Evolución del crédito en pesos al sector privado (IIEP)

Sin embargo, “podrían alternativamente comprar dólares: aunque el tipo de cambio cayó en lo que va del año, la devaluación esperada (tanto en futuros de dólar como por el Relevamiento de Expectativas de Mercado) es similar a los rendimientos de las LECAPs, y el riesgo es asimétrico (la probabilidad de un salto devaluatorio es superior a la de una caída discreta de la cotización)”, advirtió el IIEP.

Si la demanda de divisas incrementara el precio del dólar, la baja de tasas podría tener un efecto favorable sobre los sectores transables, mejorando su competitividad. No obstante, esto haría efectivo el trade-off de la política monetaria, ya que también elevaría la inflación y consolidaría la ralentización del plan de estabilización.
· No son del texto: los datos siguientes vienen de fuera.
PR #6770, opened 2020-12-07
Add public_trial field to listing endpoint.

tinagerber:
In order to display the `public_trial` in a document listing, it must be allowed in the listing endpoint.

Jira: https://4teamwork.atlassian.net/browse/NE-147

## Checklist (Must have)

- [x] Changelog entry

## Checklist (if applicable)

- API change:

### DIFF
--- a/opengever/api/solr_query_service.py
+++ b/opengever/api/solr_query_service.py
@@ -61,6 +61,10 @@ def translate_document_type(document_type):
         return term.title
 
 
+def translate_public_trial(public_trial):
+    return translate(public_trial, context=getRequest(), domain="opengever.base")
+
+
 def filesize(obj):
     try:
         filesize = obj.filesize
@@ -103,6 +107,13 @@ def translated_title(obj):
 
 def translated_task_type(obj):
     return task_type_helper(obj, obj.get("task_type"))
+
+
+def translated_public_trial(obj):
+    try:
+        return translate(obj.public_trial, context=getRequest(), domain="opengever.base")
+    except AttributeError:
+        return None
 
 
 def to_relative_path(value):
@@ -301,6 +312,8 @@ FIELDS_WITH_MAPPING = [
                  additional_required_fields=['bumblebee_checksum', 'path']),
     ListingField('preview_url', None, 'get_preview_frame_url', DEFAULT_SORT_INDEX,
                  additional_required_fields=['bumblebee_checksum', 'path']),
+    ListingField('public_trial', 'public_trial', accessor=translated_public_trial,
+                 transform=translate_public_trial),
     ListingField('reference_number', 'reference'),
     ListingField('relative_path', 'path', relative_path, transform=to_relative_path),
     ListingField('responsible', 'responsible', transform=display_name),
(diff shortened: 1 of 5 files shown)


opengever/api/solr_query_service.py
```diff
@@ -105,6 +105,13 @@ def translated_task_type(obj):
     return task_type_helper(obj, obj.get("task_type"))
 
 
+def translated_public_trial(brain):
+    try:
+        return translate(brain.public_trial, context=getRequest(), domain="opengever.base")
+    except AttributeError:
```
njohner, line 111: This seems unnecessary. All brains will have a `public_trial`, although it will be `None` for some
Seems to me:
```
return translate(brain.public_trial, context=getRequest(), domain="opengever.base") if brain.public_trial else None
```
would do no?

njohner (commented):
I'm pretty sure your facets will not be translated as is. You need to also define the `transform` for a translated field.

You can add a test similar to https://github.com/4teamwork/opengever.core/blob/master/opengever/api/tests/test_listing.py#L720-L739 ;-)

opengever/api/solr_query_service.py
tinagerber: Well it's not really a brain, it's a `OGSolrContentListingObject` and therefore it throws an AttributeError for workspaces for example. I renamed it to `obj`

tinagerber:
@njohner I don't need the label as a facet, I just need it as a translated field.

njohner:
Well, the API does allow to ask for the facets of that field and right now they are broken. And in a few months the frontend will want to add a filter for the `public_trial` and then that will be broken...

Also I've had a quick look, and I'd rather call the field `public_trial`. I don't see any good reason to diverge from the field's name here.

njohner:
Here is the current answer for the facets...
```
    "facets": {
        "public_trial_label": {
            "unchecked": {
                "count": 4,
                "label": "unchecked"
            }
        }
    },
```

tinagerber:
@njohner Now it's the same behavior as with `review_state_label`.
```
  "facets": {
    "review_state_label": {
      "document-state-draft": {
        "count": 54,
        "label": "document-state-draft"
      },
      "mail-state-active": {
        "count": 5,
        "label": "mail-state-active"
      }
    }
  },
  "items": [
    {
      "@id": "http://localhost:8081/fd/ordnungssystem/bevoelkerung-und-sicherheit/einwohnerkontrolle/dossier-1/document-5",
      "UID": "62411410e3f7462e8a7390e30f37f438",
      "document_type": null,
      "filename": "Memo - Bitte lesen.docx",
      "review_state_label": "Non défini",
      "title": "Memo - Bitte lesen"
    },
    ...
```

 I have named it public_trial_label so that there is still the possibility to get public_trial untranslated.

tinagerber:
@njohner Do you think it's wrong for `review_state_label`?

njohner:
As discussed, I think it's wrong for `public_state_label`, and I think it's wrong to even have `public_state_label`.
I've prepared a story to have a closer look at that (https://4teamwork.atlassian.net/browse/CA-1334).

njohner (approved):
LGTM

Así, el informe advierte: “la relajación monetaria no se está transmitiendo, por ahora, a un aumento de la actividad, debido a la irregularidad en el crédito a familias. Una eventual expansión por mejora de la competitividad conllevaría a una mayor inflación, haciendo evidente el dilema de la política monetaria: desinflar o crecer”.

En este sentido, destacaron que la política de control de agregados monetarios disminuye la inflación, pero la falta de liquidez actúa como un ancla para el crecimiento de los sectores productivos.

Minería e hidrocarburos “siguen liderando, pero el consumo interno no despega. Con salarios reales estancados y un tipo de cambio que no alienta la competitividad, el margen de maniobra es cada vez más estrecho”, explican en el IIEP.

“La desinflación es necesaria pero no suficiente para el crecimiento. Sin un canal de crédito eficiente y una mejora en los ingresos, la economía permanece en un equilibrio de bajo nivel”, agregan.

El inicio de 2026 muestra una economía débil y con evolución dispar. Si bien en marzo la industria y la construcción crecieron moderadamente, el panorama general es complejo, con una caída de la recaudación tributaria por noveno mes consecutivo y retrocesos en indicadores como el despacho de cemento y la producción automotriz.